Managing for Profit
August 29, 2023
Welcome back to Business Unfiltered with Mercer and Jeff Sauer today's topic is Managing for Profit.
0:00: How do you think about managing for profit? The whole purpose is to exchange value with the marketplace, and at the end of the day, it should cost us less than what they gave us so that we can have that extra for profit. The team has a lot of say in the finances of the business right now.
3:54: Managing for profit by setting expectations. One way to manage expectations is through KPIs and expectations, telling someone what their expectations are and having them go out there and improve upon or get to those expectations. Another way is to make good choices and put healthy stuff into the system and get healthy stuff out. The rule of five-for-one approach to marketing, and how it was introduced to the Dial team. The two ways to build profit, revenue and expenses, and the goal is to have a 20% profit margin for every $5 in revenue that is brought in.
8:05: Managing for profit. There's a way for you to reduce expenses, because if you don't, you're not going to reduce the dollars of expenses. The 541 rule is either get $5 in revenue or trim $4 in expenses in order to get profit, but either way, it's one way or the other. The goal is to manage for profit, not for activity, and not just to pay the bills.
12:07: Do we need this tool anymore? Tough decisions to ask the team if they want to use the tool or not, and if not to use it, get rid of it. Investing in education and education.
13:27: Managing for profit and expenses. The team is structured to not have to worry about the expenses, but they do talk to their profits coach. Any business has less than $10 million, the answer is almost always revenue, because there's almost no expenses you can cut. The problem with looking at expenses is that it discourages people from looking at the expenses, and they don't see the fact that they're paying out to campaign for two years. The big challenge he has had with numbers, and he's close to solving it.
18:15: What should your profit margin goal be? The importance of having a profit margin goal for an agency, and how to think about what a goal should be. A good profit margin for a agency is around 15% net profit, and anything less than 10% means that you are over-delivering and overdelivering.

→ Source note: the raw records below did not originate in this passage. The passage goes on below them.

PR #1095, opened 2019-10-24
Make ConfigurationMetrics on Configuration settable

timtay-microsoft:
For editing configurations using the registry manager, users need to be able to set the ConfigurationMetrics.

Node SDK already allows customers to do this, and so does the Java SDK.

[The original java issue](https://github.com/Azure/azure-iot-sdk-java/issues/600)

### DIFF
--- a/iothub/service/src/Configurations/Configuration.cs
+++ b/iothub/service/src/Configurations/Configuration.cs
@@ -101,7 +101,7 @@ namespace Microsoft.Azure.Devices
         /// Custom Configuration Metrics
         /// </summary>
         [JsonProperty(PropertyName = "metrics", NullValueHandling = NullValueHandling.Ignore)]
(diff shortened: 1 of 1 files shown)


iothub/service/src/Configurations/Configuration.cs
```diff
@@ -101,7 +101,7 @@ internal Configuration()
         /// Custom Configuration Metrics
         /// </summary>
         [JsonProperty(PropertyName = "metrics", NullValueHandling = NullValueHandling.Ignore)]
-        public ConfigurationMetrics Metrics { get; internal set; }
+        public ConfigurationMetrics Metrics { get; set; }
 
         /// <summary>
```
prmathur-microsoft: Can you add a E2E test for this change since this is public API I assume setting this will be reflected on the hub.

Issue #1081, opened 2019-10-07
Default RetryPolicy is broken


dmytro-gokun:
Microsoft.Azure.Devices.Client, Version=1.21.1.0, Culture=neutral, PublicKeyToken=31bf3856ad364e35

In my app, i've implemented LoggingRetryPolicy, so that i can monitor how the default ExponentialBackoff policy performs. Here's the code:

```
        private class LoggingRetryPolicy : IRetryPolicy
        {
            private readonly IRetryPolicy _policy;

            public LoggingRetryPolicy(IRetryPolicy policy)
            {
                _policy = policy;
            }

            public bool ShouldRetry(int currentRetryCount, Exception lastException, out TimeSpan retryInterval)
            {
                var result = _policy.ShouldRetry(currentRetryCount, lastException, out retryInterval);
                if (result)
                    Log.Warn(lastException, "Retrying. CurrentRetryCount: {0}, RetryInterval: {1}", currentRetryCount, retryInterval);
                return result;
            }
        }
```

So, nothing special here, just logging the current retry count & delay.
And here's how i use it:

```
var deviceClient = DeviceClient.Create(...);
// This is the default retry policy according to the docs.
var defaultRetryPolicy = new ExponentialBackoff(int.MaxValue, TimeSpan.FromMilliseconds(100), TimeSpan.FromSeconds(10), TimeSpan.FromMilliseconds(100));
deviceClient.SetRetryPolicy(new LoggingRetryPolicy(defaultRetryPolicy));
```

And then i do bunch of theses whenever needed:

```
await deviceClient.SendEventAsync(message, cancellationToken);
```

So far, so good. Mostly this works just fine. In fact it worked perfectly (for many months) until the last night. And here is the log from the last night:

2019-10-07T02:02:36.8839Z	Retrying. CurrentRetryCount: 0, RetryInterval: 00:00:00.1000000
2019-10-07T02:02:37.8372Z	Retrying. CurrentRetryCount: 1, RetryInterval: 00:00:00.2130000
...
2019-10-07T02:02:47.0596Z	Retrying. CurrentRetryCount: 6, RetryInterval: 00:00:06.0850000
2019-10-07T02:02:53.1893Z	Retrying. CurrentRetryCount: 7, RetryInterval: 00:00:10
...
2019-10-07T02:06:00.9973Z	Retrying. CurrentRetryCount: 24, RetryInterval: 00:00:10
... and BOOM:
[...]

PR #1104, opened 2019-11-05
Add clarification to device operation timeout documentation

timtay-microsoft:
Device Operation Timeout, by design, is only used for operations where user does not provide their own cancellation token. Adding clarification to the header for this timeout so users know not to expect it to matter for any operations with explicitly provided cancellation tokens

Solves part of issue #1081

### DIFF
--- a/iothub/device/src/DeviceClient.cs
+++ b/iothub/device/src/DeviceClient.cs
@@ -206,7 +206,10 @@ namespace Microsoft.Azure.Devices.Client
         }
 
         /// <summary>
-        /// Stores the timeout used in the operation retries.
+        /// Stores the timeout used in the operation retries. Note that this value is ignored for operations
+        /// where a cancellation token is provided. For example, SendEventAsync(Message) will use this timeout, but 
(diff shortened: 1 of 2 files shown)


iothub/device/src/DeviceClient.cs
```diff
@@ -206,7 +206,10 @@ public int DiagnosticSamplingPercentage
         }
 
         /// <summary>
-        /// Stores the timeout used in the operation retries.
+        /// Stores the timeout used in the operation retries. Note that this value is ignored for operations
+        /// where a cancellation token is provided. For example, SendEventAsync(Message) will use this timeout, but 
+        /// SendEventAsync(Message, CancellationToken) will not. The latter operation will only be canceled by the 
+        /// provided cancellation token.
         /// </summary>
```
prmathur-microsoft: Can you confirm if this is true for receiveAsync(), receiveAsync(timeout) ?

prmathur-microsoft:
[Nit] Please try to follow commit guidelines in commit message.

20:38: Having a plan for when your business will be profitable. His business is in a weird flux point right now. He's making major team investments to get himself out of the day-to-day, and that's made achieving a profit margin nigh impossible. He's in a major reinvestment phase right now, which means that one business is profitable, but it's feeding another business. The importance of having a time limit on forecasting and having a plan ahead of time to avoid a sunk cost. How to know when this is when this isn't working and cut when it's not working, and how to know that it's time to cut and cut, because people don't want to think about the failure aspect.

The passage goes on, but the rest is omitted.